La ville de Goma située dans l’Est de la République démocratique du Congo franchit une nouvelle étape dans la protection de son environnement. Réunis samedi 25 juillet 2026 au Centre interculturel Pole Institute, des représentants de la société civile, des universités, des médias, des entreprises, des organisations environnementales et d’autres acteurs locaux ont adopté officiellement la Charte écologique de Goma, à l’initiative de l’organisation Les Écologistes RDC.
L’adoption de cette charte est l’aboutissement d’un processus lancé en 2024. Selon les organisateurs, le document a fait l’objet de plusieurs consultations auprès des parties prenantes, dont les observations et amendements ont été intégrés avant sa validation finale.
Au début de la rencontre, les participants ont été invités à se présenter avant l’ouverture des travaux. Le modérateur, l’honorable Prince Kihangi, a indiqué que les trois derniers mois avaient été consacrés à la finalisation du texte. Il a expliqué que cette table ronde visait à doter officiellement Goma d’une charte écologique, tout en exprimant le souhait que cette initiative puisse, à terme, être étendue à d’autres villes, voire à l’ensemble de la République démocratique du Congo.
Au total, 69 parties prenantes ont signé le document et constitué le Réseau écologique de Goma, une plateforme chargée d’accompagner la mise en œuvre des engagements contenus dans la charte, d’assurer le suivi des actions entreprises et d’évaluer leur impact.
Un diagnostic des défis environnementaux
Dans son préambule, la Charte écologique dresse un état des lieux des principaux défis auxquels est confrontée la ville de Goma. Le document évoque notamment la forte pression démographique, estimée à près de deux millions d’habitants, l’envahissement des espaces verts, la mauvaise gestion des déchets, la déforestation, les risques liés au gaz méthane du lac Kivu, les éruptions volcaniques ainsi que les effets des changements climatiques.

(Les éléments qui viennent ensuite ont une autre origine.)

PR #30082, opened 2024-08-31
feat: Oauth2 in DatabaseSelector

betodealmeida:
### SUMMARY

This PR modifies `onError` in the `useSchemas` and `useCatalogs` hooks so that the error payload is passed as a parameter. This allow us to prompt the user for OAuth2 when adding datasets or browsing tables in SQL Lab.

Depends on #30071 and #30067.

### BEFORE/AFTER SCREENSHOTS OR ANIMATED GIF

After:

Screenshot 2024-08-31 at 19-21-36 Superset

Screenshot 2024-08-31 at 19-21-30 Superset

Before, generic error messages would flash.
### ADDITIONAL INFORMATION

- [ ] Has associated issue:
- [ ] Required feature flags:
- [ ] Changes UI
- [ ] Includes DB Migration (follow approval process in [SIP-59](https://github.com/apache/superset/issues/13351))
  - [ ] Migration is atomic, supports rollback & is backwards-compatible
  - [ ] Confirm DB migration upgrade and downgrade tested
  - [ ] Runtime estimates and downtime expectations provided
- [ ] Introduces new feature or API
- [ ] Removes existing feature or API

PR #30126, opened 2024-09-02
feat: OAuth2 database field

betodealmeida:
### SUMMARY

More work on Snowflake OAuth2 (this PR depends on #30082). This PR introduces a new field for the database configuration modal, allowing OAuth2 client information to be provided by the user:

Screenshot 2024-09-02 at 8 57 34 AM

The component combines the 5 different input fields, and then passes them inside the `masked_encrypted_extra` attribute on database CRUD:

```json
{
  "oauth2_client_info": {
    "id": "123456",
    "secret": "XXXXXXXXXXXX",
    "authorization_request_uri": "https://account.snowflakecomputing.com/oauth/authorize",
    "token_request_uri": "https://account.snowflakecomputing.com/oauth/token-request",
    "scope": "refresh_token session:role:USERADMIN"
  }
}
```

(Note that ideally we would pass these in the `parameters` field, and let the DB engine spec build the object in `encrypted_extra`. But the `build_sqlalchemy_uri` method — as the name suggests — only builds an URI, so we would have to modify it to return a tuple with `(uri, connect_args)` if we passed them client information inside `parameters`, and also figure out a way to inform that these fields should be stored in `encrypted_extra`, not `extra`, so for now the frontend does the work. I left a small TODO for me to fix this in the future.)

See above.

### TESTING INSTRUCTIONS

Adding tests.

### ADDITIONAL INFORMATION

- [ ] Has associated issue:
- [ ] Required feature flags:
- [ ] Changes UI


superset-frontend/src/features/databases/DatabaseModal/DatabaseConnectionForm/CommonParameters.tsx
```diff
@@ -161,23 +161,20 @@ export const httpPathField = ({
   getValidation,
   validationErrors,
   db,
-}: FieldPropTypes) => {
-  console.error(db);
```
betodealmeida, line 165: Removed this.

superset-frontend/src/features/databases/DatabaseModal/index.tsx
```diff
@@ -1656,6 +1666,16 @@ const DatabaseModal: FunctionComponent<DatabaseModalProps> = ({
             value: target.value,
           })
         }
+        onEncryptedExtraInputChange={({
+          target,
+        }: {
+          target: HTMLInputElement;
+        }) =>
+          onChange(ActionType.EncryptedExtraInputChange, {
```
rtexelm, line 1674: This is super helpful!

rtexelm (approved):

superset-frontend/src/features/databases/DatabaseModal/index.tsx
betodealmeida: Yeah, I was surprised it didn't exist yet!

Le texte rappelle également plusieurs instruments juridiques nationaux et internationaux qui fondent cette démarche, notamment la Convention-cadre des Nations unies sur les changements climatiques (1992), le Protocole de Kyoto (1997), l’Accord de Paris sur le climat (2015), la Constitution de la RDC, la législation congolaise sur la protection de l’environnement et la conservation de la nature, ainsi que le décret portant création du Couloir Vert Kivu-Kinshasa.
Dix engagements pour une gouvernance écologique
Composée de dix articles, la charte définit un ensemble d’engagements destinés à promouvoir une ville plus résiliente, propre et climato-intelligente.
Les signataires s’engagent notamment à renforcer l’éducation environnementale, promouvoir le reboisement, améliorer la gestion des déchets, réduire l’utilisation des plastiques, encourager les énergies propres, lutter contre le gaspillage des ressources, restaurer les espaces verts et développer un mécanisme d’alerte précoce face aux atteintes à l’environnement.
Le document prévoit également une évaluation régulière des actions menées et encourage la mobilisation de partenariats publics et privés en faveur de la protection de l’environnement.
Une adoption par acclamation
Au cours de la séance, chacun des articles de la charte a été lu, discuté puis adopté par acclamation. Les représentants des organisations participantes ont ensuite procédé à la signature officielle du document.
Pour matérialiser cet engagement collectif, les parties prenantes ont planté un arbre symbolique à l’issue de la cérémonie. Devant la presse, plusieurs participants ont exprimé leur volonté de traduire dans les faits les engagements contenus dans cette charte.
Selon les initiateurs, cette adoption constitue une étape importante dans la promotion d’une gouvernance environnementale participative à Goma et dans la mobilisation des différents acteurs autour des enjeux climatiques et de la protection des écosystèmes locaux.